Excerpted records —
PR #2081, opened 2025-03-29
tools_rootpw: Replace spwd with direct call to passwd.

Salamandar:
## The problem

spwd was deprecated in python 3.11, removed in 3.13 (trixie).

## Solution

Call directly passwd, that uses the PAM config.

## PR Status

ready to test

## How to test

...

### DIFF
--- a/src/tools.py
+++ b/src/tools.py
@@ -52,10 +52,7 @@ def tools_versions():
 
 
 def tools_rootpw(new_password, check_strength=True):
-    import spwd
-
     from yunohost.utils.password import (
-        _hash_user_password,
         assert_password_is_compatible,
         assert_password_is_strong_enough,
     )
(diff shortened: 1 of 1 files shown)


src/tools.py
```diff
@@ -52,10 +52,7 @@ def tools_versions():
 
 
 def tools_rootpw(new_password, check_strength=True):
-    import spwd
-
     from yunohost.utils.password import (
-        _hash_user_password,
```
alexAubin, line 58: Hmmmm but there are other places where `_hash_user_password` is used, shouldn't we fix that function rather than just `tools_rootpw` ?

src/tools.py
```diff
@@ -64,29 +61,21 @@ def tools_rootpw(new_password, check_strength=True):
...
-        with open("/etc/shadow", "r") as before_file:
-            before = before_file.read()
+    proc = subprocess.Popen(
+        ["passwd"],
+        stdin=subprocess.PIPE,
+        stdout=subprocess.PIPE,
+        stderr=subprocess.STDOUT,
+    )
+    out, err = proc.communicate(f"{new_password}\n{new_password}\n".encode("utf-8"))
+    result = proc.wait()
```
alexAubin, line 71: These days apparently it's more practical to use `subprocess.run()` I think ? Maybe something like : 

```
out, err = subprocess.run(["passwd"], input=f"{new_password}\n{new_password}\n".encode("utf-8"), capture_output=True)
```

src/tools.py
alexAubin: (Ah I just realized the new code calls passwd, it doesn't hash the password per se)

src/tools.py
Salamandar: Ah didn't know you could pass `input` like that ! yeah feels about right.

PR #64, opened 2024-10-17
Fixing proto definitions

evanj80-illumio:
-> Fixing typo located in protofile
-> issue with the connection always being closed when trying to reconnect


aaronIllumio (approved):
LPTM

Problem requirements — The required output is the exact sequence of lines from the one containing "-> Fixing typo located in protofile" through the end of the listing, both endpoints included.

Output —
-> Fixing typo located in protofile
-> issue with the connection always being closed when trying to reconnect


aaronIllumio (approved):
LPTM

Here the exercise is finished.